Evidence suggests that patients with long COVID experience cognitive abnormalities. However, these clinical data are mostly associational studies complicated by confounding variables, thus the mechanisms responsible for persistent neurological symptoms are unknown. Here we establish an animal model of long COVID by eliciting mild disease in K18-hACE2 mice. Following recovery from infection with a low dose of SARS-CoV-2, K18-hACE2 mice show the characteristic lung fibrosis associated with SARS-CoV-2 infection, which correlates with increased expression of the pro-inflammatory kinin B1 receptor (B1R). These mice also have elevated expression of B1Rs and inflammatory markers in the brain and exhibit cognitive impairments such as elevated anxiety and attenuated exploratory behavior. Our data demonstrate that K18-hACE2 mice exhibit persistent effects of SARS-CoV-2 infection on brain tissue, revealing the potential of this model for investigating long COVID. The results further imply that elevated B1R expression may drive the long-lasting inflammatory response associated with SARS-CoV-2 infection.

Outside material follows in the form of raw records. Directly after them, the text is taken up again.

PR #42, opened 2025-07-23
Support reth 1.6.0

cody-wang-cb:
Update to reth 1.6.0

### DIFF
--- a/crates/flashblocks-rpc/src/rpc.rs
+++ b/crates/flashblocks-rpc/src/rpc.rs
@@ -1,3 +1,4 @@
+use std::borrow::Cow;
 use std::sync::Arc;
 use std::time::Duration;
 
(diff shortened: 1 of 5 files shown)


crates/flashblocks-rpc/src/rpc.rs
```diff
@@ -246,16 +244,29 @@ where
...
 
-        OpReceiptBuilder::new(
-            chain_spec,
-            &tx,
+        let tx = get_recovered_tx(&self.cache, tx_hash);
+
+        let mut gas_used = 0;
+        let mut next_log_index = 0;
+
+        if meta.index > 0 {
```
cody-wang-cb, line 252: These implementations copied from
https://github.com/paradigmxyz/reth/blob/8bd6bf5dc10edeb3a921e4797e5b3224859da923/crates/rpc/rpc-eth-api/src/helpers/receipt.rs#L48

danyalprout (approved):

COVID-19 infection enhances susceptibility to oxidative-stress induced parkinsonism (preprint)

Background: Viral induction of neurological syndromes has been a concern since parkinsonian-like features were observed in patients diagnosed with encephalitis lethargica subsequent to the 1918 influenza pandemic. Given the similarities in the systemic responses following SARS-CoV-2 infection with those observed after pandemic influenza, there is a question if a similar syndrome of post-encephalic parkinsonism could follow COVID-19 infection. Objectives: To determine if prior infection with SARS-CoV-2 increased sensitivity to a mitochondrial toxin known to induce parkinsonism. Methods: hACE2 mice were infected with SARS-CoV-2 to induce mild to moderate disease. After 31 days recovery, mice were administered a non-lesion inducing dose of the parkinsonian toxin MPTP. Subsequent neuroinflammation and SNpc dopaminergic neuron loss was determined and compared to SARS-CoV-2 or MPTP alone. Results: hACE2 mice infected with SARS-CoV-2 or MPTP showed no SNpc DA neuron loss following MPTP. In mice infected and recovered from SARS-CoV-2 infection, MPTP induced a 23% or 19% greater loss of SNpc dopaminergic neurons than SARS-CoV-2 or MPTP, respectively (p < 0.05). Examination of microglial activation showed a significant increase in the number of activated microglia in the SARS-CoV-2 + MPTP group compared to SARS-CoV-2 or MPTP alone. Conclusions: Our observations have important implications for long-term public health, given the number of people that have survived SARS-CoV-2 infection as well as for future public policy regarding infection mitigation. However, it will be critical to determine if other agents known to increase risk of PD also have synergistic effects with SARS-CoV-2 and if are abrogated by vaccination.